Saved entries
'''
PR #11490, opened 2018-10-31
[runtime] allocate volatile_{locals,args} bitset in image mempool

lewurm:
Fixes https://github.com/mono/mono/issues/11488, an regression introduced by https://github.com/mono/mono/pull/11294

### DIFF
--- a/mono/metadata/marshal-ilgen.c
+++ b/mono/metadata/marshal-ilgen.c
@@ -6373,11 +6373,20 @@ emit_native_icall_wrapper_ilgen (MonoMethodBuilder *mb, MonoMethod *method, Mono
 				case ICALL_HANDLES_WRAP_OBJ_OUT:
 					// FIXME better type
 					local = mono_mb_add_local (mb, mono_get_object_type ());
-					mono_bitset_set_safe (&mb->volatile_locals, local);
+
+					if (!mb->volatile_locals) {
+						char *mem = (char *)mono_image_alloc0 (get_method_image (method), csig->param_count + 1);
+						mb->volatile_locals = mono_bitset_mem_new (mem, csig->param_count + 1, 0);
+					}
+					mono_bitset_set (mb->volatile_locals, local);
 					break;
 				case ICALL_HANDLES_WRAP_VALUETYPE_REF:
 				case ICALL_HANDLES_WRAP_OBJ:
-					mono_bitset_set_safe (&mb->volatile_args, i);
+					if (!mb->volatile_args) {
+						char *mem = (char *)mono_image_alloc0 (get_method_image (method), csig->param_count + 1);
+						mb->volatile_args = mono_bitset_mem_new (mem, csig->param_count + 1, 0);
+					}
+					mono_bitset_set (mb->volatile_args, i);
 					break;
 				case ICALL_HANDLES_WRAP_NONE:
 					break;
--- a/mono/metadata/marshal-ilgen.c
+++ b/mono/metadata/marshal-ilgen.c
@@ -6375,7 +6375,7 @@ emit_native_icall_wrapper_ilgen (MonoMethodBuilder *mb, MonoMethod *method, Mono
 					local = mono_mb_add_local (mb, mono_get_object_type ());
 
 					if (!mb->volatile_locals) {
-						char *mem = (char *)mono_image_alloc0 (get_method_image (method), csig->param_count + 1);
+						char *mem = (char *)mono_image_alloc0 (get_method_image (method), mono_bitset_alloc_size (csig->param_count + 1));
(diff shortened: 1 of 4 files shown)


mono/mini/mini.c
```diff
@@ -2079,12 +2079,6 @@ mono_compile_create_vars (MonoCompile *cfg)
 		mono_apply_volatile (cfg->locals [i], header->volatile_locals, i);
 	}
 
-	mono_bitset_free (header->volatile_locals);
```
jaykrell: I was going to grow the header to hold the bits, and copy them here, had even written that in the initial work, but this should also work.

mono/metadata/marshal-ilgen.c
```diff
@@ -6373,11 +6373,20 @@ emit_native_icall_wrapper_ilgen (MonoMethodBuilder *mb, MonoMethod *method, Mono
...
+						char *mem = (char *)mono_image_alloc0 (get_method_image (method), csig->param_count + 1);
+						mb->volatile_locals = mono_bitset_mem_new (mem, csig->param_count + 1, 0);
+					}
+					mono_bitset_set (mb->volatile_locals, local);
 					break;
 				case ICALL_HANDLES_WRAP_VALUETYPE_REF:
 				case ICALL_HANDLES_WRAP_OBJ:
-					mono_bitset_set_safe (&mb->volatile_args, i);
+					if (!mb->volatile_args) {
+						char *mem = (char *)mono_image_alloc0 (get_method_image (method), csig->param_count + 1);
```
jaykrell: Size should be `mono_bitset_alloc_size (csig->param_count + 1)`.

mono/metadata/marshal-ilgen.c
```diff
@@ -6373,11 +6373,20 @@ emit_native_icall_wrapper_ilgen (MonoMethodBuilder *mb, MonoMethod *method, Mono
 				case ICALL_HANDLES_WRAP_OBJ_OUT:
 					// FIXME better type
 					local = mono_mb_add_local (mb, mono_get_object_type ());
-					mono_bitset_set_safe (&mb->volatile_locals, local);
+
+					if (!mb->volatile_locals) {
+						char *mem = (char *)mono_image_alloc0 (get_method_image (method), csig->param_count + 1);
```
jaykrell: Size should be mono_bitset_alloc_size (csig->param_count + 1).

jaykrell:
`mono_bitset_resize` also becomes dead.
Though those functions aren't wrong in general and could be preserved.
They just assume a certain allocation strategy which isn't always correct.
You could also set the MONO_BITSET_DONT_FREE flag.

jaykrell:
I'll have an alterate PR here shortly..but yours maybe simpler.

mono/mini/mini.c
lewurm: growing for this usecase is not necessary, just makes it more complicated than it needs to be.

lewurm:
`MONO_BITSET_DONT_FREE` is set by `mono_bitset_mem_new ()`.

let's remove `mono_bitset_resize ()` too, since it uses `mono_bitset_new ()` (therefore `malloc ()`) to resize the bitset, which is not what you want when you use a mempool for example.

jaykrell:
Can this occur in a dynamic image?
I mean, in https://github.com/mono/mono/pull/11491, I took the approach of making the bitset lifetime equal the header lifetime, which would seem to cover an additional scenario?

mono/metadata/marshal-ilgen.c
```diff
@@ -6373,11 +6373,20 @@ emit_native_icall_wrapper_ilgen (MonoMethodBuilder *mb, MonoMethod *method, Mono
...
+						char *mem = (char *)mono_image_alloc0 (get_method_image (method), mono_bitset_alloc_size (csig->param_count + 1, 0));
+						mb->volatile_locals = mono_bitset_mem_new (mem, csig->param_count + 1, 0);
+					}
+					mono_bitset_set (mb->volatile_locals, local);
 					break;
 				case ICALL_HANDLES_WRAP_VALUETYPE_REF:
 				case ICALL_HANDLES_WRAP_OBJ:
-					mono_bitset_set_safe (&mb->volatile_args, i);
+					if (!mb->volatile_args) {
+						char *mem = (char *)mono_image_alloc0 (get_method_image (method), mono_bitset_alloc_size (csig->param_count + 1, 0));
```
jaykrell: Char* should just be gpointer, and no casts.

lewurm: https://github.com/mono/mono/pull/11499

lewurm:
@jaykrell what would be the issue with dynamic images?

PR #11493, opened 2018-10-31
"Mono.Native - Halloween Edition"

baulig:
In preparation of the upcoming FSW support, `Mono.Native` now supports icall registration
and has a test added for this.  This doesn't actually hook up FSW yet on iOS, but all the
preparations have been made as well as some tests for it.

* When using Bitcode (iOS only), we now link against the Mono runtime because we cannot have
  any undefined symbols.  Without Bitcode, the `mtouch` tool will do the linking for us.

* Add `-framework GSS` if needed.

* Removed `common/MonoNativeConfig.cs` - the test harness in `xamarin-macios/tests/xharness`
  now takes care of that.

* Include a few more `System.Native` files on IOS.

* `mono_native_initialize()`: New native method to initialize the module and register any
  necessary icalls.  We register a new `Mono.MonoNativePlatform::IncrementInternalCounter`
  icall for testing purposes.

* `mono_native_is_initialized()`: New native method for testing.

* `MonoNativePlatform.Initialize()`, `IsInitialized()`: Managed side of these.

* `MonoNativePlatform.IncrementInternalCounter()`: New icall, which is registered by
  `mono_native_initialize()` - this is used by the test suite to make sure the icall
  registration works.

* `NativePlatformTest`: Removed compat / unified check, see above.  Add tests to call
  the other managed APIs via reflection.


mcs/class/corlib/win32_net_4_x_corlib.dll.exclude.sources
```diff
@@ -6,6 +6,9 @@ corert/ThreadPoolBoundHandle.platformnotsupported.cs
 corefx/Interop.GetRandomBytes.Mono.cs
 corefx/Mono.SafePasswordHandle.Unix.cs
 ../../../external/corefx/src/System.Security.Cryptography.X509Certificates/src/Microsoft/Win32/SafeHandles/SafePasswordHandle.Unix.cs
+Mono/NativePlatformTest.cs
```
baulig: This should be
```
Mono/MonoNativePlatform.cs
Mono/MonoNativePlatformType.cs
```

mcs/class/corlib/win32_net_4_x_corlib.dll.exclude.sources
```diff
@@ -6,6 +6,9 @@ corert/ThreadPoolBoundHandle.platformnotsupported.cs
...
+../Mono/MonoNativePlatform.cs
```
baulig:
```suggestion
```

mcs/class/corlib/win32_net_4_x_corlib.dll.exclude.sources
```diff
@@ -6,6 +6,9 @@ corert/ThreadPoolBoundHandle.platformnotsupported.cs
...
+../Mono/MonoNativePlatformType.cs
```
baulig:
```suggestion
```

baulig:
@monojenkins commit csproj

baulig:
@monojenkins backport 2018-10

PR #11497, opened 2018-11-01
Possible cleanup of MONO_ENTER_NO_SAFEPOINTS / MONO_EXIT_NO_SAFEPOINTS.

jaykrell:


mono/utils/mono-threads-state-machine.c
```diff
@@ -742,17 +743,22 @@ Set the no_safepoints flag on an executing GC Unsafe thread.
...
 (Future: We could augment this function to return a return value that tells the
 thread to poll and retry the transition since if we enter here in the
 ASYNC_SUSPEND_REQUESTED state).
+
+This function is internal.
+The public interface is MONO_ENTER_NO_SAFEPOINTS.
  */
 void
-mono_threads_transition_begin_no_safepoints (MonoThreadInfo *info, const char *func)
+mono_threads_enter_no_safepoints_slow (MonoThreadInfo *info, const char *func)
```
lambdageek: Don't rename this.  We need to keep a clear distinction between the thread transition functions (the policy). and the layer that combines the policy with the mechanism.
In the case of `mono_threads_enter_no_safepoints_slow`:
1. it should be in `mono-threads-coop.c`
2. it should call `mono_threads_transition_begin_no_safepoints`
3. based on the return value (which is trivial)
4. it should execute the policy (which also trivial and empty in this case).
5. `mono_threads_transition_begin_no_safepoints` should take a non-null `MonoThreadInfo* info` argument - just like the rest of the state machine transition functions.

Let's keep this uniform.


Same for mono_exit_

mono/utils/mono-threads-state-machine.c
```diff
@@ -789,17 +795,22 @@ Unset the no_safepoints flag on an executing GC Unsafe thread.
...
 (Future: We could augment this function to perform the transition and then
 return a return value that tells the thread to poll (and safepoint) if we enter
 here in the ASYNC_SUSPEND_REQUESTED state).
+
+This function is internal.
+The public interface is MONO_EXIT_NO_SAFEPOINTS.
  */
 void
-mono_threads_transition_end_no_safepoints (MonoThreadInfo *info, const char *func)
+mono_threads_exit_no_safepoints (MonoThreadInfo *info, const char *func)
```
lambdageek: Same as enter_no_safepoints.  Keep the thread state transition functions as is.  Make a new `mono_threads_exit_no_safepoints` that ensures a non-null `MonoThreadInfo*` and calls this function.

mono/utils/mono-threads-coop.h
```diff
@@ -107,4 +107,36 @@ mono_threads_enter_gc_unsafe_region_unbalanced_with_info (THREAD_INFO_TYPE *info
...
+// that have raw pointers, but have otherwise
+// been converted to be cooperative suspend / precise
+// stack scan correct.
+//
+// Such spans of code will neither initiate a cooperative
+// suspend nor cooperate with such a request from another thread.
+// Therefore extending pause times under memory pressure,
+// or exhausting memory only due to refusal to collect.
+// Therefore such spans of code should be rare and small.
+#define MONO_ENTER_NO_SAFEPOINTS						\
```
lambdageek: One reason I had these in `mono-threads-api.h` is because that's where they logically belong along with the other user-facing thread transitions (enter/exit GC Safe/Unsafe).  I think there's a benefit to keeping the entire API in one place.

lambdageek:
I think the `mono_thread_info_var` plan, though.  I was going to do it myself last night, but ran out of time when I ran into a problem: `mono-threads-api.h` can't see it.

PR #11508, opened 2018-11-01
Improve *.sources and *.exclude.sources handling 

EgorBo:
Unifies algorithms to find correct *.sources files (and *.exclude.sources):

Example (profile=net_4_x, platform=win32):

take `win32_net_4_x_corlib_test.dll.sources`
else take `net_4_x_corlib_test.dll.sources`
else take `win32_corlib_test.dll.sources`
else take `corlib_test.dll.sources`

same for eclude.sources and xunit.

Fixes https://github.com/mono/mono/issues/11515


marek-safar:
@EgorBo this will probably need some file adjustments as well

EgorBo:
@monojenkins build

baulig:
I believe you also need to modify the gensources tool to strip the `.sources` extension - or remove it from the variable.

kg:
I suggest teaching gensources to strip the extension, it keeps the makefile simpler. Ideally the makefile would not have to do this at all

baulig:
Taking over.

PR #11512, opened 2018-11-01
[corlib] Update aot testing profile to run more tests

marek-safar:


mcs/class/System.Core/Makefile
```diff
@@ -31,7 +31,7 @@ ifneq (2.1, $(FRAMEWORK_VERSION))
 LIB_MCS_FLAGS += -d:NET_3_5
 endif
 
-MOBILE_NATIVE_INTERP :=
+MOBILE_NATIVE_INTERP := $(filter testing_aot_full_interp, $(PROFILE))
```
lewurm: interesting. for Xamarin.iOS, does it mean they are going to need to build two different BCLs? since the interpreter is optional.

marek-safar:
@monojenkins commit csproj

PR #10472, opened 2018-09-05
Handle ref returns in runtime invoke wrappers.

joncham:
Indirectly load ref return values in invoke wrappers and return by value.
Don't share wrappers with ref returns since indirect load is used.
Add soft debugger support for methods with ref returns.

PR #11514, opened 2018-11-02
Fix ref return for structs in runtime invoke wrapper.

joncham:
Use mono_mb_emit_op for CEE_LDOBJ to ensure wrapper data is added for
indirect load of a ref return value as method-to-ir expects this for wrappers.

Follow up to https://github.com/mono/mono/pull/10472


luhenry:

PR #11519, opened 2018-11-02
[Coop] Convert System_IO_DriveInfo.

jaykrell:


mono/metadata/icall.c
```diff
@@ -7330,35 +7326,29 @@ ves_icall_System_IO_get_temp_path (MonoError *error)
...
+ves_icall_System_IO_DriveInfo_GetDiskFreeSpace (const gunichar2 *path_name, gint32 path_name_length, guint64 *free_bytes_avail,
 						guint64 *total_number_of_bytes, guint64 *total_number_of_free_bytes,
 						gint32 *error)
 {
-	gboolean result;
-
 	*error = ERROR_SUCCESS;
 
-	result = mono_w32file_get_disk_free_space (mono_string_chars_internal (path_name), free_bytes_avail, total_number_of_bytes, total_number_of_free_bytes);
+	if (free_bytes_avail)
```
luhenry: There is no need to check for `NULL`.

mono/metadata/icall.c
```diff
@@ -7330,35 +7326,29 @@ ves_icall_System_IO_get_temp_path (MonoError *error)
...
+		*free_bytes_avail = (guint64)-1;
+
+	if (total_number_of_bytes)
```
luhenry: There is no need to check for `NULL`.

mono/metadata/icall.c
```diff
@@ -7330,35 +7326,29 @@ ves_icall_System_IO_get_temp_path (MonoError *error)
...
+		*total_number_of_bytes = (guint64)-1;
+
+	if (total_number_of_free_bytes)
```
luhenry: There is no need to check for `NULL`.

mono/metadata/w32file-unix.c
```diff
@@ -4333,7 +4334,7 @@ mono_w32file_get_disk_free_space (const gunichar2 *path_name, guint64 *free_byte
 		utf8_path_name = g_strdup (g_get_current_dir());
 		if (utf8_path_name == NULL) {
 			mono_w32error_set_last (ERROR_DIRECTORY);
-			return(FALSE);
+			return FALSE;
```
luhenry: Line damage

mono/metadata/w32file-unix.c
```diff
@@ -4342,7 +4343,7 @@ mono_w32file_get_disk_free_space (const gunichar2 *path_name, guint64 *free_byte
 			mono_trace (G_LOG_LEVEL_DEBUG, MONO_TRACE_IO_LAYER_FILE, "%s: unicode conversion returned NULL", __func__);
 
 			mono_w32error_set_last (ERROR_INVALID_NAME);
-			return(FALSE);
+			return FALSE;
```
luhenry: Line damage

mono/metadata/w32file-unix.c
```diff
@@ -4371,17 +4372,15 @@ mono_w32file_get_disk_free_space (const gunichar2 *path_name, guint64 *free_byte
 	if (ret == -1) {
 		_wapi_set_last_error_from_errno ();
 		mono_trace (G_LOG_LEVEL_DEBUG, MONO_TRACE_IO_LAYER_FILE, "%s: statvfs failed: %s", __func__, g_strerror (errno));
-		return(FALSE);
+		return FALSE;
```
luhenry: Line damage

mono/metadata/w32file-unix.c
```diff
@@ -4371,17 +4372,15 @@ mono_w32file_get_disk_free_space (const gunichar2 *path_name, guint64 *free_byte
...
 	}
 
 	/* total number of free bytes for non-root */
 	if (free_bytes_avail != NULL) {
-		if (isreadonly) {
+		if (isreadonly)
```
luhenry: Line damage

mono/metadata/w32file-unix.c
```diff
@@ -4391,35 +4390,15 @@ mono_w32file_get_disk_free_space (const gunichar2 *path_name, guint64 *free_byte
 
 	/* total number of bytes available for root */
 	if (total_number_of_free_bytes != NULL) {
-		if (isreadonly) {
+		if (isreadonly)
```
luhenry: Line damage

mono/metadata/w32file-win32.c
```diff
@@ -347,35 +347,38 @@ mono_w32file_create_pipe (gpointer *readpipe, gpointer *writepipe, guint32 size)
...
-	if (result) {
-		if (free_bytes_avail)
-			*free_bytes_avail = wapi_free_bytes_avail.QuadPart;
-		if (total_number_of_bytes)
-			*total_number_of_bytes = wapi_total_number_of_bytes.QuadPart;
-		if (total_number_of_free_bytes)
-			*total_number_of_free_bytes = wapi_total_number_of_free_bytes.QuadPart;
-	}
+
+	if (free_bytes_avail)
```
luhenry: No need to check for `NULL`. You can even more simply assert on it, like `g_assert (free_bytes_avail);`.

mono/metadata/w32file-win32.c
```diff
@@ -347,35 +347,38 @@ mono_w32file_create_pipe (gpointer *readpipe, gpointer *writepipe, guint32 size)
...
+		*free_bytes_avail = wapi_free_bytes_avail.QuadPart;
+
+	if (total_number_of_bytes)
```
luhenry: No need to check for `NULL`. You can even more simply assert on it.

mono/metadata/w32file-win32.c
```diff
@@ -347,35 +347,38 @@ mono_w32file_create_pipe (gpointer *readpipe, gpointer *writepipe, guint32 size)
...
+		*total_number_of_bytes = wapi_total_number_of_bytes.QuadPart;
+
+	if (total_number_of_free_bytes)
```
luhenry: No need to check for `NULL`. You can even more simply assert on it.

mcs/class/corlib/System.IO/DriveInfo.cs
```diff
@@ -169,14 +169,39 @@ public override string ToString ()
 		}
 
 		[MethodImplAttribute (MethodImplOptions.InternalCall)]
-		extern static bool GetDiskFreeSpaceInternal (string pathName, out ulong freeBytesAvail,
+		unsafe extern internal static bool GetDiskFreeSpaceInternal (char *pathName, int pathName_length, out ulong freeBytesAvail,
```
luhenry: There is no need for that to be `internal`.

mcs/class/corlib/System.IO/DriveInfo.cs
```diff
@@ -169,14 +169,39 @@ public override string ToString ()
...
 							     out ulong totalNumberOfBytes, out ulong totalNumberOfFreeBytes,
 							     out MonoIOError error);
 
+		unsafe static bool GetDiskFreeSpaceInternal (string pathName, out ulong freeBytesAvail,
```
luhenry: Why isn't that one `internal` anymore? If it doesn't need to be then that's actually better, otherwise you are just breaking the API.

mcs/class/corlib/System.IO/DriveInfo.cs
```diff
@@ -169,14 +169,39 @@ public override string ToString ()
...
+						     out ulong totalNumberOfBytes, out ulong totalNumberOfFreeBytes,
+						     out MonoIOError error)
+		{
+			fixed (char *fixed_pathName = pathName)
```
luhenry: Use proper `{}` around the `fixed` content.

mono/eglib/gstr.c
```diff
@@ -1056,3 +1056,18 @@ g_strnfill (gsize length, gchar fill_char)
...
 }
+
+size_t
+g_utf16_len (const gunichar2 *a)
+{
+#ifdef G_OS_WIN32
+	return wcslen (a);
+#else
+	size_t length = 0;
+	while (*a) {
```
luhenry: `while (a [length]) length++;`

mcs/class/corlib/System.IO/DriveInfo.cs
jaykrell: I didn’t intend to change existing access. Will double check.

mono/metadata/icall.c
jaykrell: Following nearby patterns but ok.

mono/metadata/w32file-win32.c
jaykrell: Nulls checks preexisting but ok.

mcs/class/corlib/System.IO/DriveInfo.cs
jaykrell: I thought folllowing precedent but ok.

mcs/class/corlib/System.IO/DriveInfo.cs
jaykrell: There is no access change here, just adding unsafe.

jaykrell:

mcs/class/corlib/System.IO/DriveInfo.cs
jaykrell: Because the default is the more restrictive private? Agreed.

mono/metadata/icall.c
jaykrell: I removed all the related null checks then and added asserts.

mono/metadata/icall.c
jaykrell: I removed all the related null checks then and added asserts.

mono/metadata/w32file-unix.c
jaykrell: Inconsistent style restored.

mcs/class/corlib/System.IO/DriveInfo.cs
jaykrell: I did another pass on the access and I think they are all correct -- no change  in access to existing signatures, and new signatures are all defaulted to private.

Also, if existing icall had not "Internal" in its name, I added that, when changing the signature from string to const char*.
But no name/access change to existing signatures.

I'm a little nervous about the resulting name overloading and icall-table.c but suspect it is ok.
i.e. where before we might have had one `[icall]FooInternal(string)`, just one `FooInternal` we now have two `[icall]FooInternal(const char*)` and `[not-icall]FooInternal(string)`.

If that is a problem, obvious two suggestions are record signature in icall-def.h as we sometimes do, or further rename like to `FooNative`.

mono/metadata/w32file-win32.c
jaykrell: Removed new/existing null checks and added g_asserts. Note that g_assert is larger than a null check. But also fails a bit more gracefully.

mono/metadata/w32file-unix.c
jaykrell: Inconsistent style restored, everywhere, I think.

mono/metadata/icall.c
jaykrell: Generally removed new/existing null checks and added g_assert.

mono/metadata/icall-def.h
```diff
@@ -366,9 +366,9 @@ ICALL(REGINF_2, "construct_internal_region_from_name", ves_icall_System_Globaliz
 
 #ifndef PLATFORM_NO_DRIVEINFO
 ICALL_TYPE(IODRIVEINFO, "System.IO.DriveInfo", IODRIVEINFO_1)
-ICALL(IODRIVEINFO_1, "GetDiskFreeSpaceInternal", ves_icall_System_IO_DriveInfo_GetDiskFreeSpace)
-ICALL(IODRIVEINFO_2, "GetDriveFormat", ves_icall_System_IO_DriveInfo_GetDriveFormat)
-ICALL(IODRIVEINFO_3, "GetDriveTypeInternal", ves_icall_System_IO_DriveInfo_GetDriveType)
+NOHANDLES(ICALL(IODRIVEINFO_1, "GetDiskFreeSpaceInternal", ves_icall_System_IO_DriveInfo_GetDiskFreeSpace))
+HANDLES(IODRIVEINFO_2, "GetDriveFormatInternal", ves_icall_System_IO_DriveInfo_GetDriveFormat, MonoString, 2, (const_gunichar2_ptr, int))
```
jaykrell: Name change here not strictly needed.

jaykrell:

jaykrell:
@monojenkins build failed

jaykrell:

jaykrell:
@monojenkins build  failed

jaykrell:
@monojenkins build

PR #11554, opened 2018-11-05
[mini] do not emit safepoints for methods without calls and loops

lewurm:
with this optimization, running Roslyn with mono on
`mono/tests/pinvoke11.cs` compiles:

* 2019 methods without safepoints, and
* 9443 methods with safepoints.


lewurm:

lewurm:
@monojenkins squash

PR #13139, opened 2019-02-21
[aot] use unbox arbitrary trampolines for "slim" mscorlib

lewurm:
We need the recently introduced "unbox arbitrary" trampolines in one more
scenario: non-mscorlib AOT code calls a method from mscorlib with
interpreter. Before we just relied on the amodule not being available,
but mscorlib amodule is always present due to wrappers, trampolines,
etc.

Contributes to https://github.com/xamarin/xamarin-macios/issues/5618


lewurm:
@monojenkins backport 2019-02
@monojenkins backport 2018-12
@monojenkins backport 2018-10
'''
[What you will do]:
Go through the entries above and copy every line containing "tool".

[Result]:
  any undefined symbols.  Without Bitcode, the `mtouch` tool will do the linking for us.
I believe you also need to modify the gensources tool to strip the `.sources` extension - or remove it from the variable.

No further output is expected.